## EXERCISE INPUT:
PR #1338, opened 2026-04-09
feat(dotnet): keep only most recently used strings in memory LRU cache

danielpacak:
Resolves: #1329


interpreter/dotnet/pe.go
```diff
@@ -32,6 +33,12 @@ const (
 
 	// TTL of entries in the LRU cache holding the executables' PE information.
 	peInfoCacheTTL = 6 * time.Hour
+
+	// Maximum size of the LRU cache holding the dotnet strings.
+	peStringsCacheSize = 1024
+
+	// TTL of entries in the LRU cache holding the dotnet strings.
+	peStringsCacheTTL = 1 * time.Hour
```
florianl: I'm wondering if these configurations should be exposed in some way as different environment might require different options.
Also, should these settings a bit more aligned? peInfoCacheTTL uses 6 hours and prStringsCacheTTL uses 1 hour.

fabled: This makes perfect sense. The PE cache should be longer to avoid doing the heavy reparsing of PE files. This needs to be smaller to reduce memory usage.

interpreter/dotnet/pe.go
```diff
@@ -266,10 +273,14 @@ type peInfo struct {
...
-	// populated by reading the strings from attached process memory.
-	strings map[uint32]libpf.String
+	// stringsCache contains strings read on demand from attached process memory.
+	stringsCache *freelru.LRU[uint32, libpf.String]
+
+	// stringsReader is the io.SectionReader starting at the dotnet string heap.
+	stringsReader io.ReaderAt
+
+	// file is the reference to the backing file so we can close it when evicted from cache.
+	file process.ReadAtCloser
```
fabled: This keeps the file descriptor open. I'm not sure if this causes other problems when the PE cache gets too many cached files and open FDs?

I wonder if it would be possible instead to get only the file offset where the strings section starts. And when reading the string, then use mappings to determine where in the target process this file is mapped and use the remotememory primitive to read it from the running process.

danielpacak: Thanks @fabled ! That's a good point. In the "worst" case we may end up with at least `peInfoCacheSize = 16384` files opened by the ebpf-profiler process. Given that soft and hard limits vary across environments, it's going to crash in the wild sooner than later. So I think holding opened file descriptors is not super scalable.

That said, I'm also leaning towards remote memory access. I'll give it a try and use the remote memory primitive instead.

danielpacak: @fabled @florianl I'm aware of the failing coredump test, but I'd love your initial feedback on the current implementation that avoids opening the backing PE files from disk.

I run few tests in my dev environment and PE parsing logic seems to works as expected.

dotnet-parse-pe-with-vmas

danielpacak: I also tested the code with the app used in the coredump tests and it looks good

```
  Timestamp[0]: 1777357815579982517 (2026-04-28 08:30:15.579982517 +0200 CEST)
Instrumentation: kernel, Function: __fdget_pos, File: , Line: 0, Column: 0
Instrumentation: kernel, Function: __x64_sys_write, File: , Line: 0, Column: 0
Instrumentation: kernel, Function: x64_sys_call, File: , Line: 0, Column: 0
Instrumentation: kernel, Function: do_syscall_64, File: , Line: 0, Column: 0
Instrumentation: kernel, Function: entry_SYSCALL_64_after_hwframe, File: , Line: 0, Column: 0
Instrumentation: native: Function: 0x11c5dc, File: libc.so.6
Instrumentation: native: Function: 0xea9d, File: libSystem.Native.so
Instrumentation: dotnet, Function: Interop/Sys.Write, File: System.Console.dll, Line: 0, Column: 0
Instrumentation: dotnet, Function: System.ConsolePal.Write, File: System.Console.dll, Line: 0, Column: 0
Instrumentation: dotnet, Function: System.ConsolePal.WriteFromConsoleStream, File: System.Console.dll, Line: 0, Column: 0
Instrumentation: dotnet, Function: System.IO.StreamWriter.Flush, File: System.Private.CoreLib.dll, Line: 0, Column: 0
Instrumentation: dotnet, Function: System.IO.StreamWriter.WriteLine, File: System.Private.CoreLib.dll, Line: 0, Column: 0
Instrumentation: dotnet, Function: System.IO.TextWriter/SyncTextWriter.WriteLine, File: System.Private.CoreLib.dll, Line: 0, Column: 0
Instrumentation: dotnet, Function: System.Console.WriteLine, File: System.Console.dll, Line: 0, Column: 0
Instrumentation: dotnet, Function: foo.bar, File: helloworld.dll, Line: 0, Column: 0
Instrumentation: dotnet, Function: main.Main, File: helloworld.dll, Line: 0, Column: 0
Instrumentation: native: Function: 0x5f83bb, File: libcoreclr.so
Instrumentation: native: Function: 0x457050, File: libcoreclr.so
Instrumentation: native: Function: 0x33daf3, File: libcoreclr.so
Instrumentation: native: Function: 0x33df5b, File: libcoreclr.so
Instrumentation: native: Function: 0x36698d, File: libcoreclr.so
Instrumentation: native: Function: 0x1c8be5, File: libcoreclr.so
Instrumentation: native: Function: 0x2f01b, File: libhostpolicy.so
Instrumentation: native: Function: 0x303e8, File: libhostpolicy.so
Instrumentation: native: Function: 0x213ba, File: libhostfxr.so
Instrumentation: native: Function: 0x1ff12, File: libhostfxr.so
Instrumentation: native: Function: 0x1a866, File: libhostfxr.so
Instrumentation: native: Function: 0x82da, File: helloworld
Instrumentation: native: Function: 0x85fe, File: helloworld
Instrumentation: native: Function: 0x2a1c9, File: libc.so.6
Instrumentation: native: Function: 0x2a28a, File: libc.so.6
Instrumentation: native: Function: 0x71b9, File: helloworld

```

.vscode/launch.json
florianl, line 1: Can we please remove this file.

danielpacak: Sure, I've just removed it :call_me_hand:

danielpacak:
I think I figured why the coredump test is failing for .NET 10. I must adapt the loop to VMA that are not continuous:

dotnet-9-vma
dotnet-10-vma

interpreter/dotnet/instance.go
```diff
@@ -603,42 +609,47 @@ func (i *dotnetInstance) SynchronizeMappings(ebpf interpreter.EbpfHandler,
...
 
-		// Inspect the PE
-		info := globalPeCache.Get(pr, m)
-		if info.err != nil {
-			return info.err
+		dotnetMappings = append(dotnetMappings, dotnetMapping{
+			start:    m.Vaddr,
+			end:      m.Vaddr + m.Length,
+			mappings: []*process.RawMapping{m},
+		})
```
fabled: You may want to look at the mapping offsets and lengths. IIRC, the mappings done depend on if its IL or IL+R2R dll. That is depending whether precompiled code is present or not.

I suspect that R2R mappings are done per PE headers. But there should always be one mapping that covers the whole file for the IL data.

The strings should always fall into one of the mappings. So instead of doing this, perhaps its enough to detect the "full file" mapping if it exists? Or have a heuristic for the mapping that covers the strings? We could then just keep the mapping file offset / vaddr start for the string data mapping.

I believe if you first get `peInfo` with the strings area file offset/length, you can match it to a correct mapping at this point. And just keep it.

interpreter/dotnet/pe.go
```diff
@@ -266,10 +273,11 @@ type peInfo struct {
...
 
-	// strings contains the preloaded strings from dotnet string heap.
-	// If this consumes too much memory, this could be converted to LRU and on-demand
-	// populated by reading the strings from attached process memory.
-	strings map[uint32]libpf.String
+	// stringsCache contains strings read on demand from the PE metadata #Strings heap.
+	stringsCache *freelru.LRU[uint32, libpf.String]
+
+	// stringsReader is the io.SectionReader starting at the dotnet string heap.
+	stringsReader io.ReaderAt
```
fabled: You cannot cache this here. The `peInfo` is a global cache per on-disk file. And this reader is now a live process handle. This breaks when you have multiple dotnet VM instances using same DLL files, and the first observed exists, but others continue. The attempts to read the data would happen on stale PID.

You need to pass the fresh process + mapping data to the string reading function so that it can use the PID that triggered the read.

interpreter/dotnet/pe.go
```diff
@@ -574,7 +581,7 @@ func (pp *peParser) parseCLI() error {
 		switch pfunsafe.ToString(name) {
 		case "#Strings":
 			// ECMA-335 II.24.2.3 #Strings heap
-			pp.dotnetStrings = io.NewSectionReader(r, int64(hdr.Offset), int64(hdr.Size))
+			pp.info.stringsReader = io.NewSectionReader(r, int64(hdr.Offset), int64(hdr.Size))
```
fabled: This probably should just cache the offset/size of the strings area.

interpreter/dotnet/pe.go
```diff
@@ -1177,6 +1136,52 @@ func (pi *peInfo) resolveR2RMethodName(pcRVA uint32) libpf.String {
 	return pi.resolveMethodName(uint32(idx + 1))
 }
 
+func (pi *peInfo) lookupString(idx uint32) string {
```
fabled: This needs to be refactored to get the remote reader from a live process + the matched mapping for strings area.

interpreter/dotnet/pe.go
```diff
@@ -1189,6 +1194,101 @@ func (pi *peInfo) parse(r io.ReaderAt) error {
 	return nil
 }
 
+// peMemoryReader implements io.ReaderAt over one or more process VMAs that map
+// the same PE image, keyed by on-disk file offset (same coordinate space as
+// opening the backing file via /proc map_files).
+type peMemoryReader struct {
```
fabled: I think we can get rid of this completely by prematching the correct mapping.

interpreter/dotnet/pe.go
```diff
@@ -1221,25 +1325,31 @@ func (pc *peCache) Get(pr process.Process, mapping *process.RawMapping) *peInfo
 	// Slow path, calculate all the data and update cache
 	pc.peInfoCacheMiss.Add(1)
 
-	file, err := pr.OpenMappingFile(mapping)
+	procMemoryReader := pr.GetRemoteMemory()
```
fabled: I think this should not be done. You should use `OpenMappingFile` to parse the data: things will work correctly even if the process exists midway parsing the data.

The RemoteMemory should be used only for the lazy loaded strings.

interpreter/dotnet/pe.go
```diff
@@ -1177,6 +1136,52 @@ func (pi *peInfo) resolveR2RMethodName(pcRVA uint32) libpf.String {
...
+
+	// Check if string is in the cache
+	if value, ok := pi.stringsCache.Get(idx); ok {
+		// Cached data ok
+		return value.String()
+	}
+
+	// Slow path, read dotnet string and update cache
+	value := pi.readDotnetString(idx)
+	pi.stringsCache.Add(idx, value)
```
fabled: Now that remote memory is used, the `readDotnetString` should return error. The string should be cached only if the read was successful (e.g. process did not exit before we read it).

fabled (commented):
First review round done. I think the high level approach is starting to look better. I added some comments to point out areas that can be improved and places that need fixing. Hope it gives enough to polish this. Thanks for continued work on this!

interpreter/dotnet/instance.go
danielpacak: Thanks for the feedback @fabled . I got rid of these changes and tried implemeting what you seggested.

interpreter/dotnet/pe.go
danielpacak: Gotcha. Indeed I got it completely wrong in my first attempt. I've changed the implementation to pass both rm (PID related) and mapping offsets. The stringsReader was removed.

interpreter/dotnet/pe.go
danielpacak: Yup, I got your point and fixed it.

interpreter/dotnet/pe.go
danielpacak: Indeed. I've removed it in the current implementation.

interpreter/dotnet/pe.go
danielpacak: I've reverted this part as you suggested.

interpreter/dotnet/pe.go
danielpacak: Done

danielpacak:
@fabled @florianl I'd appreciate your review. I've applied fixes and suggestions based on your previous review.

Note that I've temporarily disabled a test case for .NET 10 because what I think is happening is the coredump (default filter) excludes file-backed pages. dumpCore only widens the coredump filter to 0x3f when --no-module-bundling is used. For the bundled case (which the dotnet fixtures use), the filter stays at the kernel default 0x33, which is exactly why file-backed pages are missing.

That said, I belive that for .NET 10 we'd need to regenerate coredump test fixtures, which I'm validating in on my end.

fabled:
> Note that I've temporarily disabled a test case for .NET 10 because what I think is happening is the coredump (default filter) excludes file-backed pages. dumpCore only widens the coredump filter to 0x3f when --no-module-bundling is used. For the bundled case (which the dotnet fixtures use), the filter stays at the kernel default 0x33, which is exactly why file-backed pages are missing.

Yes, this is intended. Excluding executable file-backed pages will reduce the core dump size significantly. And we prefer to bundle the original ELF/PE files instead. That way we get the full file (otherwise we get only the memory mapped portions). This becomes significant if e.g. ELF section need to be verified later on.

The coredump tooling should automatically bundle all files opened - including the dotnet PE files. If it does not, it's a bug and should be fixed.

interpreter/dotnet/pe.go
```diff
@@ -625,6 +668,27 @@ func (pp *peParser) readDotnetString(offs uint32) libpf.String {
...
+// Returns libpf.NullString for offset 0, out-of-bounds offsets or read errors.
+func (pi *peInfo) lookupString(rm remotememory.RemoteMemory, stringsHeapAddr uint64,
+	offs uint32) libpf.String {
+	if offs == 0 || offs >= pi.stringsHeapSize {
+		return libpf.NullString
+	}
+	if s, ok := pi.stringsCache.Get(offs); ok {
+		return s
+	}
+	s := libpf.Intern(rm.String(libpf.Address(stringsHeapAddr + uint64(offs))))
```
fabled, line 689: This should check for empty/null string and not cache it.

interpreter/dotnet/instance.go
```diff
@@ -392,7 +400,23 @@ func (i *dotnetInstance) walkRangeSectionMap(ebpf interpreter.EbpfHandler, pid l
...
+// "BSJB" signature is reachable at the VA-based address.
+func (i *dotnetInstance) resolveStringsHeapAddr(pi *peInfo, mappingStart uint64) uint64 {
+	var sig [4]byte
+	addr := libpf.Address(mappingStart + uint64(pi.metadataRootVA))
+	if err := i.rm.Read(addr, sig[:]); err == nil &&
+		binary.LittleEndian.Uint32(sig[:]) == 0x424A5342 {
+		return mappingStart + uint64(pi.stringsHeapVA)
+	}
+	return mappingStart + uint64(pi.stringsHeapFileOffset)
+}
```
fabled: Is this complexity really needed?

## TO DO:
Only a number is wanted: how many lines of the material above hold "will"?

## TASK OUTPUT:
2